Noir océan

Noir océan
Titre original:Noir océan
Réalisateur:Marion Hänsel
Sortie:Cinéma
Durée:91 minutes
Date:22 juin 2011
Note:
En 1972, trois jeunes appelés sont en mission dans l’océan pacifique à bord d’un navire de la Marine française. Massina s’est pris d’amitié avec le chien Giovanni, que son maître précédent a abandonné sur le bateau, tandis que Da Maggio, le clairon, prend inlassablement des photos qu’il envoie à ses parents en métropole pour qu’ils les développent. Seul Moriaty commence à comprendre toute l’ampleur de leur présence près de Mururoa, où la France ne va pas tarder à effectuer un essai nucléaire.

Critique de Tootpadu

La réalisatrice belge Marion Hänsel, qui célèbre avec Noir océan son dixième film, est une des rares cinéastes à savoir créer encore de la magie filmique ou – pour choisir un terme moins commercialement entaché – à perpétuer le mystère du cinéma dans toute sa splendeur et sa subtilité. Elle évolue certes dans les marges économiques du cinéma, puisque ses films n’ont jusqu’à présent jamais attiré les foules, mais son langage et ses choix esthétiques nous parlent déjà pour la troisième fois, après Dust et Si le vent soulève les sables, d’une façon qui nous subjugue profondément.

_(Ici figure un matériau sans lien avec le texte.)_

PR #9790, opened 2026-03-10
fix: Resolve a TSan warning for OpenGLTimerQuery

z3moon:
The main thread invokes `getTimerQueryValue` synchronously, reading `tq->state`. Meanwhile, the driver thread handles `createTimerQuery` asynchronously and initializes `tq->state = std::make_shared<State>()`.

Eliminate this race by initializing the state in createTimerQueryS.

BUGS=[491522442]

### DIFF
--- a/.github/workflows/postsubmit.yml
+++ b/.github/workflows/postsubmit.yml
@@ -77,9 +77,6 @@ jobs:
         with:
           name: filament-mac
           path: out/filament-release-darwin.tgz
-      - name: Check public headers
-        run: |
-          test/check-headers/test.sh out/release/filament/include
 
   build-web:
     name: build-web
--- a/.github/workflows/presubmit.yml
+++ b/.github/workflows/presubmit.yml
@@ -64,9 +64,15 @@ jobs:
       - name: Run build script
         run: |
           cd build/mac && printf "y" | ./build.sh presubmit-with-test
-      - name: Test material parser
+      - name: Test - material parser
         run: |
           out/cmake-release/filament/test/test_material_parser
+      - name: Test - public headers
+        run: |
+          # out/cmake-release should have the artifacts ready for installation. Here we install it
+          #   to test the public headers
+          ninja -C out/cmake-release install
+          test/check-headers/test.sh out/release/filament/include
 
   build-desktop-linux:
     name: build-linux
--- a/test/check-headers/test.sh
+++ b/test/check-headers/test.sh
@@ -53,6 +53,12 @@ for f in $(find . -name '*.h'); do
 done
 popd >/dev/null
 
+# Check if the system has getopt
+HAS_SYSTEM_GETOPT=0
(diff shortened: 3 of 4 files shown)


filament/backend/src/opengl/OpenGLTimerQuery.cpp
```diff
@@ -88,8 +88,11 @@ TimerQueryFactoryInterface::~TimerQueryFactoryInterface() = default;
 // This is a backend synchronous call
 TimerQueryResult TimerQueryFactoryInterface::getTimerQueryValue(
         GLTimerQuery* tq, uint64_t* elapsedTime) noexcept {
-    if (UTILS_LIKELY(tq->state)) {
-        int64_t const elapsed = tq->state->elapsed.load(std::memory_order_relaxed);
+    // Retrieve the timer query state via `atomicState` as this method is synchronously invoked by
+    // the main thread.
+    GLTimerQuery::State* atomicState = tq->atomicState.load(std::memory_order_acquire);
```
poweifeng: I can't help but think this is also not safe.  That `State` (whose lifetime is tied to a shared_ptr) could have been destroyed at this point. 

How about we do something like another field in `GLTimerQuery` called 

```
std::atomic<int64_t> elapsedCopy {TimerQueryResult::ERROR};
```

And just return `TimerQueryResult::ERROR` if `elapsedCopy` is `TimerQueryResult::ERROR`

z3moon: Good catch! I updated it with a simpler approach.

filament/backend/src/opengl/OpenGLTimerQuery.cpp
poweifeng: I think we'll never hit this part then.  the semantic has changed - is it safe?

pixelflinger: It will return `NOT_READY` (0) which I think is actually better than before.

pixelflinger: I think that's safe by accident. Technically we need a release after we write `state` and an acquire before we read it here.
Maybe for safety we can add a `std::atomic_thread_fence(release/acquire)` ?

z3moon: Our command stream pipeline already guarantees the synchronization using std::mutex. E.g., CommandBufferQueue::flush() is called from the main thread and CommandBufferQueue::waitForCommands() wakes up in the backend thread. Both are synchronized by a mutex, which implicitly guarantees that all memory writes (including the shared_ptr allocation) are globally visible.

z3moon: yeah actually I can make it simpler. updated.

pixelflinger: Oh getTimerQueryValue is only called from the main thread, so is createTimerQueryS; so I think we're fine actually.

pixelflinger (approved):

PR #9792, opened 2026-03-11
fix: Resolve a TSan warning for ShaderCompilerService

z3moon:
When the backend thread checks the availability of the token, it directly accesses `gl.program`, which caused a TSan warning.

BUGS=[491819760]


filament/backend/src/opengl/ShaderCompilerService.cpp
```diff
@@ -524,8 +531,14 @@ GLuint ShaderCompilerService::initialize(program_token_t& token) {
 }
 
 void ShaderCompilerService::ensureTokenIsReady(program_token_t const& token) {
-    if (token->gl.program) {
-        return;// It's ready.
+    if (mMode == Mode::THREAD_POOL) {
+        if (token->isReady()) {
+            return;
```
pixelflinger, line 537: shouldn't we also check or assert that `token->gl.program` is not zero?

filament/backend/src/opengl/ShaderCompilerService.cpp
```diff
@@ -935,6 +948,7 @@ void ShaderCompilerService::cancelPendingSynchronousProgram(program_token_t cons
         return false;
     }
     token->retrievedFromBlobCache = true;
+    token->signal();
```
pixelflinger: mayeb add a comment that this acts as a "release" for `token->gl.program`

filament/backend/src/opengl/ShaderCompilerService.cpp
```diff
@@ -524,8 +531,14 @@ GLuint ShaderCompilerService::initialize(program_token_t& token) {
 }
 
 void ShaderCompilerService::ensureTokenIsReady(program_token_t const& token) {
-    if (token->gl.program) {
-        return;// It's ready.
+    if (mMode == Mode::THREAD_POOL) {
+        if (token->isReady()) {
```
pixelflinger, line 536: maybe add a comment that this acts as "acquire" for `token->gl.program`

poweifeng (approved):

filament/backend/src/opengl/ShaderCompilerService.cpp
z3moon: `signal()` is invoked after `token->gl.program` is populated. So it is guaranteed to be initialized in that case. Referencing `token->gl.program` directly was the cause for the TSan warning.

filament/backend/src/opengl/ShaderCompilerService.cpp
z3moon: done

filament/backend/src/opengl/ShaderCompilerService.cpp
z3moon: done

PR #9796, opened 2026-03-13
utils: refactor getopt into utils namespace

### LINKED ISSUE #7551: Bus Error 10 (crash) caused by conflicting symbols in third_party/getopt (With Patch)

**Describe the bug**
I'm on macOS. Xcode ships with getopt. the tools link against the getopt in third_party and (presumably) indirectly against the system provided getopt. everything builds fine, but when I run for example glslminifier it crashes with a Bus Error 10 in line 44 in getopt.c (optopt = c;). After I removed the global "optarg" and "optopt" variables from getopt.c, it still compiled and linked, but the crash was gone.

Ce très beau drame militaire n’a ainsi rien d’un pamphlet voyant contre les dérives du nucléaire. Sa structure narrative se dirige imperturbablement vers l’essai fatidique, sans que l’état d’esprit éthéré du film ne s’en voie sensiblement perturbé. Le ton du film est en effet dominé par un vague à l’âme dont Moriaty, joué par le sublime Adrien Jolivet, est en quelque sorte le porte-parole taciturne. L’oisiveté et le caractère superflu des exercices sont autant d’indices du début de la fin de la guerre à échelle humaine, tout comme les rapports de force au sein de l’équipage reflètent les tensions inhérentes à chaque microcosme social. Toutefois, l’essence même du film, son capital métaphysique, si une telle chose existe encore par les temps pragmatiques et soi-disant éclairés qui courent, se trouve du côté de la perte de l’innocence dans presque tous les sens du termes.

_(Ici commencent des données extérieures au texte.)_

PR #9801, opened 2026-03-16
Fix crash in OpenGLDriver::destroyStream

z3moon:
Fixes a SIGSEGV crash that occurs during
`ExternalStreamManagerAndroid::release()` when users provide a custom Platform instance during Engine creation.

When a custom Platform is used, ExternalStreamManagerAndroid is instantiated on the application's thread. Its constructor was caching a C++ reference (`VirtualMachineEnv& mVm`) to the `thread_local` VirtualMachineEnv instance belonging to the application thread.

Later, when the Filament backend thread executed `release()`, it accessed this cached reference. This caused the backend thread to retrieve the `JNIEnv*` from the application thread's `thread_local` instance, and subsequently call `env->DeleteGlobalRef()`.  A thread must use its own `JNIEnv` pointer, so using the application thread's pointer from the backend thread resulted in a crash.

BUGS=[489814416]


z3moon:
> there was a similar fix for PerformanceHIntManager here: [cff9585](https://github.com/google/filament/commit/cff958587de263823cd9785de2fa722e6fd2d924)
> 
> Can we do something similar here? (Like initialize ExternalStreamManagerAndroid on the backend thread).

In the current Filament design, a stream is created in the application thread via `createStreamNative` or `createStreamAcquired`, and they're destroyed in the backend thread via `destroyStream`. I think this is because the application thread (Java) should directly increase the global reference of the given surface texture instance. (it wouldn't be valid in the backend thread). So we should allow both threads to have its own JNIEnv.

filament/backend/src/opengl/platforms/ExternalStreamManagerAndroid.cpp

Alors que l’aura érotique de ces jeunes hommes se situe surtout dans le regard mystifiant de la caméra, à l’image de celui de Claire Denis et Agnès Godard dans Beau travail, la trahison des certitudes et la perte des repères dans un monde préservé laissent des séquelles psychologiques plus graves que ne le ferait un dépucelage sexuel forcé. La première séquence du film, autour du petit garçon qui cache quelque chose sous un arbre pour ensuite traverser la rivière afin de le retrouver, peut d’emblée apparaître énigmatique, voire prétentieuse. Une fois expliquée plus tard dans le film, elle constitue cependant un symbole fort de cette vérité déprimante, selon laquelle la vie ne se passe pas forcément comme on voudrait et ses aléas sont autant susceptibles de nous mener à la dérive que notre propre incapacité à accomplir nos ambitions.
Ce n’est bien entendu qu’une piste d’interprétation de ce film transcendant, pour solliciter un autre terme pas toujours utilisé à bon escient. Il lui manque sans doute la force dramatique et l’impact émotionnel du chef-d’œuvre précédent de la réalisatrice. Mais il apporte un point de vue esthétiquement sublime et exigeant du côté narratif, qui dépasse de loin la simple mise en garde contre cette épée à double tranchant du siècle passé que le nucléaire a été, et qu’il reste hélas toujours.